The swing of Peter Serruto’s career lifts Indiana to 5-3 win over No. 12 Kentucky: ‘That takes the cake’

Serruto’s late-inning blast has Indiana a single win away from a Super Regional appearance.

LEXINGTON – Peter Serruto’s seventh inning at-bat was almost over before it began.

Facing Kentucky ace Zack Lee, Indiana’s lineup struggled with the three pitch mix the right-hander was offering. Outside of a leadoff solo home run on the night’s first pitch from Phillip Glasser, the Hoosiers struggled to place traffic on the basepaths – let alone bring them around to score.

Kentucky didn’t fix what wasn’t broken – Wildcat head coach Nick Mingione knew his starter was throwing a great game – and continued to ride Lee’s stuff inning after inning. So when Indiana finally began to threaten with a double from Josh Pyne and Hunter Jessee taking a ball off his foot, Mingione trusted his guy to escape the inning.

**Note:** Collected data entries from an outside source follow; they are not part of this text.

PR #186, opened 2019-02-16
feat: Multiple e2e tests with different config options

### LINKED ISSUE #118: Add e2e test with localeSubpaths enabled
Following up on [this comment](https://github.com/isaachinman/next-i18next/pull/96#issuecomment-456379796), it would be good to add an e2e test which has `localeSubpaths` enabled.

This test would be nearly identical to our current e2e test.  The only change would be an added `localeSubpaths: true` in the `userConfig` object passed into `NextI18Next` in `i18n.js`.  Also, any changes to the simple example should be compatible with also using `localeSubpaths`.  I think that we can easily add another e2e test by using the existing example, but having the `localeSubpaths` option be configurable.

Some ideas:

Freshman second baseman Tyler Cerny then stepped to the plate and lifted a fly ball to right, with Pyne primed to tag. The third basemen would slide in safely – and just – bringing the fifth-year senior backstop Serruto to the plate.

As Kentucky Proud Park rose to its feet, Serruto swung at the first pitch and popped it up the right field foul line. Wildcat first baseman Hunter Gilliam gave chase, but the ball fell harmlessly just out of reach. Somewhere, there’s a saying about an at-bat when it’s given new life.

Serruto fell behind 0-2, but then battled the count full. At the postgame dais, Serruto says he was just trusting himself the entire at-bat, sticking to his approach and controlling his breathing.

Then, on Lee’s 101st pitch of the evening, Serruto got a fastball.

“That pitcher did a good job challenging me with sliders there,” Serruto said. “I just kept replaying that same thought in my head: Don’t come off the fastball. Don’t come off the fastball.

“(Indiana head coach Jeff) Mercer always says don’t play emotionally and just control that, and stick to my plan. Once I got that fastball, I knew what to do with that pitch.”

Suddenly, the largely outnumbered Indiana faithful in attendance were the only ones making noise. It was all Pyne and Jessee could do to contain their emotion as they circled the bags. The first base dugout sat empty, with every cream colored jersey pouring onto the turf to celebrate.

For Serruto, he’d just homered into the Indiana bullpen and, simultaneously, had a dream come true.

“That takes the cake,” Serruto said of the moment, the best of his career. “That was a pretty awesome moment. I think that’s number one for sure.” 

It wasn’t just Serruto who had trust in himself, either. Glasser sat on deck, needing Serruto to extend the inning if he wanted one more shot at Lee for himself. He’s earned the trust of every single player in that Indiana dugout, being really the only option for the Hoosiers at the catcher position for nearly the entire season. No one was more qualified for that moment than Serruto.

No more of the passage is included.